• [What you have to do]:
For the data that follows, give the number of lines in which "Func" appears. Add nothing to it.

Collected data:
PR #783, opened 2026-07-10
Support Workflow Update as a Nexus Operation

Evanthx:
The linter failed as I added three StartUpdateWorkflowAsync overloads to ITemporalNexusClient and that gets flagged. I suppressed the errors, just calling this out here to make sure that was the right thing to do. My understanding is that when PackageValidationBaselineVersion gets bumped the suppressions will remove themselves.

### DIFF
--- a/src/Temporalio/Client/WorkflowUpdateStartOptions.cs
+++ b/src/Temporalio/Client/WorkflowUpdateStartOptions.cs
@@ -1,4 +1,4 @@
-#pragma warning disable SA1402 // We allow multiple types of the same name
+using System.Collections.Generic;
 
 namespace Temporalio.Client
 {
@@ -45,30 +45,12 @@ namespace Temporalio.Client
         /// Gets or sets the completion callbacks. Only settable by the SDK, e.g. when starting an
         /// update-workflow-backed Nexus operation.
         /// </summary>
-        internal System.Collections.Generic.IReadOnlyCollection<Api.Common.V1.Callback>? CompletionCallbacks { get; set; }
+        internal IReadOnlyCollection<Api.Common.V1.Callback>? CompletionCallbacks { get; set; }
 
         /// <summary>
         /// Gets or sets the links. Only settable by the SDK, e.g. when starting an
         /// update-workflow-backed Nexus operation.
         /// </summary>
-        internal System.Collections.Generic.IReadOnlyCollection<Api.Common.V1.Link>? Links { get; set; }
-
-        /// <summary>
-        /// Gets or sets a holder that captures the link returned on the start-update response. Only
-        /// set by the SDK, e.g. when starting an update-workflow-backed Nexus operation.
-        /// </summary>
-        internal UpdateResponseInfo? ResponseInfo { get; set; }
-    }
-
-    /// <summary>
-    /// Mutable holder used to capture the link returned on a start-update response, so callers such
-    /// as the Nexus update-workflow operation can build outbound links.
-    /// </summary>
-    internal sealed class UpdateResponseInfo
-    {
-        /// <summary>
-        /// Gets or sets the link returned on the start-update response, if any.
-        /// </summary>
-        internal Api.Common.V1.Link? Link { get; set; }
+        internal IReadOnlyCollection<Api.Common.V1.Link>? Links { get; set; }
     }
 }
--- a/src/Temporalio/Client/WorkflowUpdateStartOptions.cs
+++ b/src/Temporalio/Client/WorkflowUpdateStartOptions.cs
@@ -1,3 +1,5 @@
+#pragma warning disable SA1402 // We allow multiple types of the same name
+
 namespace Temporalio.Client
 {
     /// <summary>
@@ -32,5 +34,41 @@ namespace Temporalio.Client
         /// <c>None</c> or <c>Admitted</c> at this time.
         /// </summary>
         public WorkflowUpdateStage WaitForStage { get; set; }
+
+        /// <summary>
+        /// Gets or sets the request ID for server de-duplication. Only settable by the SDK, e.g.
+        /// when starting an update-workflow-backed Nexus operation.
+        /// </summary>
+        internal string? RequestId { get; set; }
+
+        /// <summary>
+        /// Gets or sets the completion callbacks. Only settable by the SDK, e.g. when starting an
+        /// update-workflow-backed Nexus operation.
+        /// </summary>
+        internal System.Collections.Generic.IReadOnlyCollection<Api.Common.V1.Callback>? CompletionCallbacks { get; set; }
+
+        /// <summary>
+        /// Gets or sets the links. Only settable by the SDK, e.g. when starting an
+        /// update-workflow-backed Nexus operation.
+        /// </summary>
+        internal System.Collections.Generic.IReadOnlyCollection<Api.Common.V1.Link>? Links { get; set; }
+
+        /// <summary>
+        /// Gets or sets a holder that captures the link returned on the start-update response. Only
+        /// set by the SDK, e.g. when starting an update-workflow-backed Nexus operation.
+        /// </summary>
+        internal UpdateResponseInfo? ResponseInfo { get; set; }
+    }
+
+    /// <summary>
+    /// Mutable holder used to capture the link returned on a start-update response, so callers such
+    /// as the Nexus update-workflow operation can build outbound links.
+    /// </summary>
+    internal sealed class UpdateResponseInfo
+    {
+        /// <summary>
+        /// Gets or sets the link returned on the start-update response, if any.
+        /// </summary>
+        internal Api.Common.V1.Link? Link { get; set; }
     }
 }
--- a/src/Temporalio/Nexus/ITemporalNexusClient.cs
+++ b/src/Temporalio/Nexus/ITemporalNexusClient.cs
@@ -72,5 +72,75 @@ namespace Temporalio.Nexus
         /// <returns>An async operation result containing the workflow-run token.</returns>
         Task<TemporalOperationResult<TResult>> StartWorkflowAsync<TResult>(
             string workflow, IReadOnlyCollection<object?> args, WorkflowOptions options);
+
+        /// <summary>
+        /// Start a workflow update via a lambda invoking the update method, backing this Nexus
+        /// operation with the update.
+        /// </summary>
+        /// <remarks>
+        /// <para>Only <see cref="WorkflowUpdateStage.Accepted"/> is supported for
+        /// <c>WaitForStage</c>. The operation requires a callback URL to be present.</para>
+        /// <para>Returns an async result carrying an update-workflow token, unless the update has
+        /// already completed (e.g. a retried request with the same update ID), in which case a sync
+        /// result is returned; an update that completed with an error surfaces as a failed
+        /// operation.</para>
+        /// </remarks>
+        /// <typeparam name="TWorkflow">Workflow class type.</typeparam>
+        /// <typeparam name="TResult">Update result type.</typeparam>
+        /// <param name="workflowId">Target workflow ID.</param>
+        /// <param name="updateCall">Invocation of the workflow update method with a result.</param>
+        /// <param name="options">Update start options. <c>WaitForStage</c> must be
+        /// <see cref="WorkflowUpdateStage.Accepted"/>. If the update ID is unset, the Nexus request
+        /// ID is used.</param>
+        /// <returns>An operation result for the update.</returns>
+        Task<TemporalOperationResult<TResult>> StartUpdateWorkflowAsync<TWorkflow, TResult>(
+            string workflowId,
+            Expression<Func<TWorkflow, Task<TResult>>> updateCall,
+            WorkflowUpdateStartOptions options);
+
+        /// <summary>
+        /// Start a workflow update with no result via a lambda invoking the update method, backing
+        /// this Nexus operation with the update.
+        /// </summary>
+        /// <remarks>
+        /// <para>Only <see cref="WorkflowUpdateStage.Accepted"/> is supported for
+        /// <c>WaitForStage</c>. The operation requires a callback URL to be present.</para>
+        /// </remarks>
+        /// <typeparam name="TWorkflow">Workflow class type.</typeparam>
+        /// <param name="workflowId">Target workflow ID.</param>
+        /// <param name="updateCall">Invocation of the workflow update method with no result.</param>
+        /// <param name="options">Update start options. <c>WaitForStage</c> must be
+        /// <see cref="WorkflowUpdateStage.Accepted"/>. If the update ID is unset, the Nexus request
+        /// ID is used.</param>
+        /// <returns>An operation result for the update.</returns>
+        Task<TemporalOperationResult<NoValue>> StartUpdateWorkflowAsync<TWorkflow>(
+            string workflowId,
+            Expression<Func<TWorkflow, Task>> updateCall,
+            WorkflowUpdateStartOptions options);
+
+        /// <summary>
+        /// Start a workflow update by name, backing this Nexus operation with the update.
+        /// </summary>
+        /// <remarks>
+        /// <para>Only <see cref="WorkflowUpdateStage.Accepted"/> is supported for
+        /// <c>WaitForStage</c>. The operation requires a callback URL to be present.</para>
+        /// <para>Returns an async result carrying an update-workflow token, unless the update has
+        /// already completed (e.g. a retried request with the same update ID), in which case a sync
+        /// result is returned; an update that completed with an error surfaces as a failed
+        /// operation.</para>
+        /// </remarks>
+        /// <typeparam name="TResult">Update result type.</typeparam>
+        /// <param name="workflowId">Target workflow ID.</param>
+        /// <param name="update">Update name.</param>
+        /// <param name="args">Update arguments.</param>
+        /// <param name="options">Update start options. <c>WaitForStage</c> must be
+        /// <see cref="WorkflowUpdateStage.Accepted"/>. If the update ID is unset, the Nexus request
+        /// ID is used.</param>
+        /// <returns>An operation result for the update.</returns>
+        Task<TemporalOperationResult<TResult>> StartUpdateWorkflowAsync<TResult>(
+            string workflowId,
+            string update,
+            IReadOnlyCollection<object?> args,
+            WorkflowUpdateStartOptions options);
     }
 }
--- a/src/Temporalio/Nexus/ITemporalNexusClient.cs
+++ b/src/Temporalio/Nexus/ITemporalNexusClient.cs
@@ -79,7 +79,7 @@ namespace Temporalio.Nexus
         /// </summary>
         /// <remarks>
         /// <para>Only <see cref="WorkflowUpdateStage.Accepted"/> is supported for
-        /// <c>WaitForStage</c>. The operation requires a callback URL to be present.</para>
+        /// <c>WaitForStage</c>. </para>
         /// <para>Returns an async result carrying an update-workflow token, unless the update has
         /// already completed (e.g. a retried request with the same update ID), in which case a sync
         /// result is returned; an update that completed with an error surfaces as a failed
--- a/src/Temporalio/Nexus/ITemporalNexusClient.cs
+++ b/src/Temporalio/Nexus/ITemporalNexusClient.cs
@@ -92,11 +92,13 @@ namespace Temporalio.Nexus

• [Response to the exercise]:
2